Dataset entries

Issue #1848, opened 2026-08-15
## `retrieval-missing`: CortexHealth flags retrieval evidence, but nothing in the   shipped code writes it


jaylarr176:
Here is an issue I had upon upgrading to the newest version, the DA has created this writeup, hope that it is helpful!

  **Version:** LifeOS 7.40.4 / Cortex

  ### Summary

  `CortexHealth.ts` reports a `retrieval-missing` finding (`warn`) whenever
  `MEMORY/OBSERVABILITY/memory-retrievals.jsonl` doesn't exist or has no fresh
  row (`retrievalStaleMs` default: 24h, `CortexHealth.ts:16`). On a stock
  7.40.4 install this file never gets created, because no code path writes to
  it — the check exists, but its producer doesn't.

  ### Evidence

  - `CortexHealth.ts:206` reads `memory-retrievals.jsonl` and treats an absent
    file as `status: "missing"` (`CortexHealth.ts:93`), surfaced as:
    `No retrieval evidence within ${retrievalStaleMs}ms freshness window.`
  - Searching the full `LIFEOS/TOOLS/`, `skills/`, and `hooks/` trees for any
    writer of this file (`query_hash`/`returned_count`/`duration_ms` schema)
    turns up nothing. `MemoryStatus.ts` and `CortexHealth.ts` both *read* it;
    neither, nor anything else, ever *appends* to it.
  - Cortex's own search entry point (`skills/Cortex/Tools/ContextSearch.ts`)
    does not log a retrieval row when it runs a query.
  - `MEMORY/OBSERVABILITY/memory-retrievals.jsonl` is absent on disk entirely
    (not stale — never created).

  ### Impact

  `warn` severity only — can't push the overall Cortex verdict to `critical`
  on its own (`overall` = critical if any critical finding, else warn if any
  warn, `CortexHealth.ts:99`). But the health check is effectively
  unsatisfiable as shipped: there's no way for a stock install to ever clear
  `retrieval-missing`, since nothing produces the evidence it's checking for.

  ### Suggested fix

  ### Suggested fix

  Add a logging call at Cortex's retrieval call site(s) — at minimum
  `skills/Cortex/Tools/ContextSearch.ts` — that appends a row to
  `MEMORY/OBSERVABILITY/memory-retrievals.jsonl` matching the schema
  `CortexHealth.ts` already validates: `{ ts, query_hash, returned_count,
  duration_ms }`. Alternatively, if retrieval evidence isn't meant to be
[...]

PR #2023, opened 2026-08-30
fix: MemoryRetriever writes the retrieval evidence MemorySystem.md promises
  (#1910)

### LINKED ISSUE #1910: MemorySystem.md documents MemoryRetriever as the producer of memory-retrievals.jsonl, but it never writes it — CortexHealth's retrieval-missing warn can never clear

rathko:
Fixes #1910 (previously reported as #1848).

## What happens

`MemorySystem.md` documents MemoryRetriever as the producer of `MEMORY/OBSERVABILITY/memory-retrievals.jsonl` ("Per-turn retrievals | MemoryRetriever"), and CortexHealth warns `retrieval-missing` when no row is fresher than `retrievalStaleMs` — but nothing in the shipped code ever wrote that file. The warn can never clear on any install, while actual retrieval (the RELEVANT MEMORY grounding block) works fine, unlogged. The checker shipped without its producer.

## The fix

MemoryRetriever now appends one evidence row per retrieval, making the documented contract true:

- **Schema-exact:** `{ ts, query_hash, returned_count, duration_ms, top_score? }` — matches `CortexHealth.validRetrievalRow`'s exact-key validation, `top_score` present only when results exist.
- **Producer in the retriever core, so every caller logs:** the per-turn hot path (`getRelevantContext` — all exit paths including cache hits and empty results; freshness is the health signal, not hit quality) and the CLI path (including the empty-corpus exit, so a fresh install that only ever uses the CLI can still clear the warn).
- **Privacy:** query text is never stored — only a truncated sha256 of the trim+lowercase form. Short/low-entropy queries remain dictionary-guessable from the hash; same exposure class as the local transcript.
- **Fail-open:** a logging failure never breaks retrieval. First failure per process prints one stderr notice; CortexHealth's `retrieval-missing` remains the durable outer signal. On a read-only tree, behavior is unchanged.
- **Growth-bounded:** past 512KB the log trims to the newest 1000 rows (per-process tmp + atomic rename). CortexHealth reads the whole file each pass, so the bound keeps health checks cheap. Concurrent rotators can drop a few fresh rows — accepted for evidence (freshness over completeness).

Header updated: the tool stays read-only over memory CONTENT; its only writes are this observability evidence.

## Verified

End-to-end on a synthetic tree, judged by CortexHealth's own code: rows pass `validRetrievalRow` via `collectCortexEvidence` (retrieval.status `ok`, zero retrieval findings from `assessCortexEvidence`); hit, cache-hit, and empty-tokenization calls each produce a valid row; trim engages at the threshold (6000 rows → 1001); a read-only OBSERVABILITY dir neither throws nor changes retrieval results. Also running live on a 7.40.4 install: `retrieval-missing` cleared on the next health pass.

## Deliberate tradeoffs (flagged in cross-model review)

- Rotation favors freshness over completeness under concurrency (documented in-code).
- No symlink hardening on the append path — consistent with every other OBSERVABILITY JSONL writer in the tree; estate-wide hardening would be its own change.

### DIFF
--- a/LifeOS/install/LIFEOS/TOOLS/MemoryRetriever.ts
+++ b/LifeOS/install/LIFEOS/TOOLS/MemoryRetriever.ts
@@ -34,7 +34,13 @@ for (const __k of ["LIFEOS_DIR", "LIFEOS_CONFIG_DIR", "PROJECTS_DIR"]) {
  * STORAGE:
  *   Reads MEMORY/KNOWLEDGE/{People,Companies,Ideas,Research}/*.md  (class: knowledge)
  *   Reads MEMORY/LEARNING/ ** /*.md recursively                    (class: learning)
- *   NEVER writes or modifies files — read-only tool.
+ *   NEVER writes or modifies memory content — read-only over the corpus.
+ *   Appends one evidence row per retrieval to
+ *   MEMORY/OBSERVABILITY/memory-retrievals.jsonl (observability, not content —
+ *   the producer contract MemorySystem.md documents and CortexHealth's
+ *   `retrieval-missing` check verifies; public issue #1910). Writes are
+ *   confined to MEMORY/OBSERVABILITY and fail-open: on a read-only tree the
+ *   tool behaves exactly as before (one stderr notice, results unchanged).
  *
  * ============================================================================
  */
@@ -44,6 +50,7 @@ import * as fs from "fs";
 import * as path from "path";
 import { spawnSync } from "child_process";
 import { homedir } from "node:os";
+import { createHash } from "node:crypto";
 
 // Normalize env path vars that Claude Code injects without shell expansion (LifeOS#1404)
 for (const k of ["LIFEOS_DIR", "LIFEOS_CONFIG_DIR", "PROJECTS_DIR"]) {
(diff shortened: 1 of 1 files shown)


danielmiessler:
The writer landed on 08-17 (#1848), so the part I took from this is the rotation: 512 KB → newest 1000 rows, per-process tmp and atomic rename, with credit. The log here was 174 KB and unbounded, so it earned its keep. Closing, thanks.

• WHAT IS EXPECTED: Of the entries above, transcribe exactly those lines that fall between the line containing "Reads MEMORY/LEARNING/ **" and the line containing "not content —", together with those two lines.

• EXERCISE SOLUTION:
  *   Reads MEMORY/LEARNING/ ** /*.md recursively                    (class: learning)
- *   NEVER writes or modifies files — read-only tool.
+ *   NEVER writes or modifies memory content — read-only over the corpus.
+ *   Appends one evidence row per retrieval to
+ *   MEMORY/OBSERVABILITY/memory-retrievals.jsonl (observability, not content —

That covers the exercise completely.